大学院工学研究科の学生および長谷亜蘭 准教授がTSME-ICoME 2025 Best Paper Awardを受賞
本学大学院工学研究科 機械工学専攻 博士前期課程(M1)の平井 悠翔さんおよび工学研究科 長谷亜蘭 准教授が、12月9日~12日にタイ バンコクで開催されたThe 15th TSME International Conference on Mechanical Engineering 2025(TSME-ICoME 2025)において研究成果を発表し、TSME-ICoME 2025 Best Paper Awardを受賞しました。
タイ機械学会(TSME)は、1987年の設立以来、機械工学の様々な分野における研究者、学者、産業専門家を結集するため、年次大会を開催してきました。これらの大会は、知識の交換を促進し、技術進歩を推進し、持続可能な産学ネットワークを構築することを目的としています。
2010年にTSME国際機械工学会議(TSME-ICoME)を初めて開催し、米国機械学会(ASME)、日本機械学会(JSME)、韓国機械学会(KSME)などの主要な工学団体と協力して、その視野を国際的な舞台へと拡大しました。TSME-ICoMEはその後も成長を続け、アジア、ヨーロッパをはじめ、中国、台湾、シンガポール、マレーシア、インドネシア、ドイツ、オーストラリアなど、世界中の機関や研究者からの支援と参加を得ています。
現在では、TSME-ICoMEは、画期的なアイデアの交換、研究革新の発表、そして世界の機械工学コミュニティ間の連携構築のための主要な国際プラットフォームとしての役割を果たしています。
今回、「In Situ Diagnosis and Evaluation of Wear State for Sliding Electrical Contacts Using Acoustic Emission Sensing」について講演発表を行いました。
この研究では、材料の変形?破壊時に発生する弾性応力波を検出するアコースティックエミッション(AE)センシングを活用して、水分介在時の通電摩耗とAE信号変化の対応関係について調査を行い、AE信号の周波数変化から摩擦界面の複雑な摩耗状態を診断?評価できることを明らかにしました。
本賞は、10分野ある中のApplied Mechanics, Materials and Manufacturing分野におけるベストペーパーとして授与されました。

長谷准教授(写真右)と平井さん(写真左)

平井さんのコメント
今回、初めて国際学会に参加し、論文の執筆や発表スライドの作成において試行錯誤を重ねる中で多くの困難もありましたが、 指導教員である長谷亜蘭 准教授のご指導のもと、無事に成し遂げることができました。
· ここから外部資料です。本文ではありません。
PR #190, opened 2023-07-31
fix: prettier and eslint

nicholasio:
### Description of the Change

~`@wordpress/eslint-plugin` has been an optional peer deep for a while and needs to be installed at the project level.~ UPDATE: It is installed automatically by latest version of toolkit.

This PR pins `prettier` to a specific (and supported version). Prettier will be something projects will need to chose the version as updating prettier in toolkit has been an issue and locking down prettier to a specific version has also been an issue so in the next major of toolkit it will only declare a version range.

### Changelog Entry

> Added - New feature
> Changed - Existing functionality
> Deprecated - Soon-to-be removed feature
> Removed - Feature
> Fixed - Bug fix
> Security - Vulnerability

### Credits

Props @username, @username2, ...

### Checklist:

### DIFF
--- a/mu-plugins/10up-plugin/package.json
+++ b/mu-plugins/10up-plugin/package.json
@@ -15,7 +15,7 @@
     "node": ">=12.0.0"
   },
   "devDependencies": {
-    "10up-toolkit": "^5.2.1"
+    "10up-toolkit": "^5.2.2"
   },
   "dependencies": {
     "prop-types": "^15.7.2"
--- a/package-lock.json
+++ b/package-lock.json
@@ -1,0 +1,18942 @@
+{
+  "name": "tenup-wp-scaffold",
+  "version": "1.0.0",
+  "lockfileVersion": 3,
+  "requires": true,
+  "packages": {
+    "": {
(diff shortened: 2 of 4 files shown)


JakePT:
~Worked for me.~

Sorry, spoke too soon. It was only working when there wasn’t an `.eslintrc` file in the project root. I’d removed it while testing other things and when I restored it ESLint stopped working with this error:

```
Error: Failed to load config “@10up/eslint-config/wordpress” to extend from.
```

This PR seems to cause 10up-toolkit to be installed in the workspace’s own `node_modules` directory, instead of the project root, which might be responsible.

If include an `.eslintrc` file Visual Studio Code and the `10up-toolkit lint-js` commands continue to work as expected, but the pre-commit hooks don’t, because they’re using the root eslintrc file, and it causes this error.

nicholasio:
@JakePT would you mind trying again?

JakePT:
@nicholasio Having prettier installed in wp-content (at 2.6.2 or 2.8.8 works for me) is working for me with toolkit 5.2.2.

PR #193, opened 2023-08-23
rename core block overrides JS file to block editor script for greater clarity

fabiankaegy:
### Description of the Change

The `core-block-overrides` file is named incorrectly. In reality this file is used for all kinds of things in the block editor. Because of the name though, folks are often confused as to where other types of customization such as new meta fields etc should be placed.

### DIFF
--- a/themes/10up-theme/includes/core.php
+++ b/themes/10up-theme/includes/core.php
@@ -189,7 +189,7 @@ function enqueue_block_editor_scripts() {
 	wp_enqueue_script(
 		'block-editor-script',
 		TENUP_THEME_DIST_URL . 'js/block-editor-script.js',
-		UTility\get_asset_info( 'block-editor-script', 'dependencies' ),
+		Utility\get_asset_info( 'block-editor-script', 'dependencies' ),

本学会での経験は、私にとって大変貴重なものとなりました。
これまで取り組んできた研究に対し、このような賞をいただけたことを、大きな喜びとしております。
本成果は、長谷亜蘭 准教授の熱心かつ丁寧なご指導の賜物であり、心より感謝申し上げます。
今回の受賞および学会で得た経験を大きな励みとし、本分野のさらなる発展に貢献できるよう、今後も研究活動に一層尽力してまいる所存です。
長谷准教授のコメント
本研究では、学生が国際会議という高いハードルに挑戦し、論文執筆から発表までを主体的に経験した点に大きな教育的価値があると考えております。研究を進める中で、学生は多くの課題に直面しましたが、その都度議論を重ね、試行錯誤を通じて着実に研究力と発信力を身につけていきました。
今回の受賞は、研究成果そのものに加え、こうした学びと成長のプロセスが評価された結果であり、教育者として大きな喜びを感じております。
本経験を今後の教育活動に還元し、学生が早期から国際的な研究舞台で活躍できる環境づくりに努めてまいります。